W8L1 Non communicable disease Flashcards
What is non-commutable disease
refers to a group of conditions that are not mainly caused by an acute infection, result in long-term health consequences and often create a need for long-term treatment and care. These conditions include cancers, cardiovascular disease, diabetes and chronic lung illnesses.
Why do non-communicable diseases occur
- Some conditions result from environmental factors which are evolutionarily novel (e.g. asbestos) or affect fundamental aspects of cell function (e.g. arsenic poisoning)
- Some genetic disorders may have benefits which offset selective pressure against the disease
- Some diseases occur mostly in the post-reproductive period, or occur very rarely in the absence of additional environmental factors
Case study #1 - cancer
- Cancer is a highly heterogenous condition
- Cancer is itself an evolutionary process, with distinct selective pressures on cancer cells driving higher cell division rates, capacity for migration, resistance to pro-apoptotic signals etc.

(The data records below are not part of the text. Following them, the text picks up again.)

PR #4763, opened 2026-06-03
benchmarks: add MVEB benchmark suite + leaderboard Video menu

AdnanElAssadi56:
Adds the MVEB (Massive Video Embedding Benchmark) benchmark objects to main so the leaderboard and get_benchmark() can resolve them. The underlying tasks are already on main; this adds only the curated benchmark groupings and their registration.

- benchmarks.py: MVEB (23 tasks), MVEB(text, video) (19), MVEB(video) (9), MVEB(beta, extended) (184, alias MVEB(extended)).
- benchmarks/__init__.py: import + __all__ registration.
- _leaderboard_menu.py: new "Video" group under General Purpose.


mteb/benchmarks/_leaderboard_menu.py
```diff
@@ -59,6 +59,17 @@ class MenuEntry:
...
                 ),
             ),
+            MenuEntry(
+                "Video",
+                mteb.get_benchmarks(
+                    [
+                        "MVEB",
+                        "MVEB(video)",
+                        "MVEB(text, video)",
+                        "MVEB(beta, extended)",
```
KennethEnevoldsen:
```suggestion
```

mteb/benchmarks/_leaderboard_menu.py
```diff
@@ -59,6 +59,17 @@ class MenuEntry:
                     ]
                 ),
             ),
+            MenuEntry(
+                "Video",
+                mteb.get_benchmarks(
+                    [
+                        "MVEB",
+                        "MVEB(video)",
+                        "MVEB(text, video)",
```
KennethEnevoldsen:
```suggestion
                        "MVEB(beta)",
                        "MVEB(video, beta)",
                        "MVEB(text, video, beta)",
```

mteb/benchmarks/_leaderboard_menu.py
KennethEnevoldsen: should not need to be displayed

mteb/benchmarks/_leaderboard_menu.py
```diff
@@ -59,6 +59,17 @@ class MenuEntry:
                     ]
                 ),
             ),
+            MenuEntry(
+                "Video",
+                mteb.get_benchmarks(
+                    [
+                        "MVEB",
```
KennethEnevoldsen: Can we add video and video+text column to this benchmark (see e.g. RTEB on how to customize it)

mteb/benchmarks/_leaderboard_menu.py
AdnanElAssadi: oops, right

mteb/benchmarks/_leaderboard_menu.py
AdnanElAssadi: i think its better if we keep them separate (like we do for maeb). they have different models and tasks; they're not particularly subsets of each other

Samoed (approved):

mteb/benchmarks/_leaderboard_menu.py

- Development of cancer requires multiple mutations, meaning it becomes far more common late in life
How heritable is cancer risk
- Many cancers, especially in old age, occur without clear familial history
- A minority of cancer types seem to be almost entirely sporadic, with no detectable genetic contribution
- Cancers for which smoking is the main risk factor are over-represented among cancers with low heritability
Environment-genome interactions Of cancer
- Risk of esophageal cancer is strongly increased by tobacco and alcohol consumption
- However, the extent to which an environmental agent increases cancer risk can itself be affected by genetic factors (in this case, a CYP26B1 variant)
- The definition of a cancer risk allele is not straightforward!
Familial cancer syndromes
- Various familial cancer syndromes involve some risk of mortality before the end of the reproductive period
- Caputo et al. (2012) analysed French families carrying BRCA mutations -slightly more than half of the families possessed unique alleles, but a small number of variants were widespread (one in 138 families, one in 137)
other explanation of high-frequency cancer risk alleles be other than inefficient selection?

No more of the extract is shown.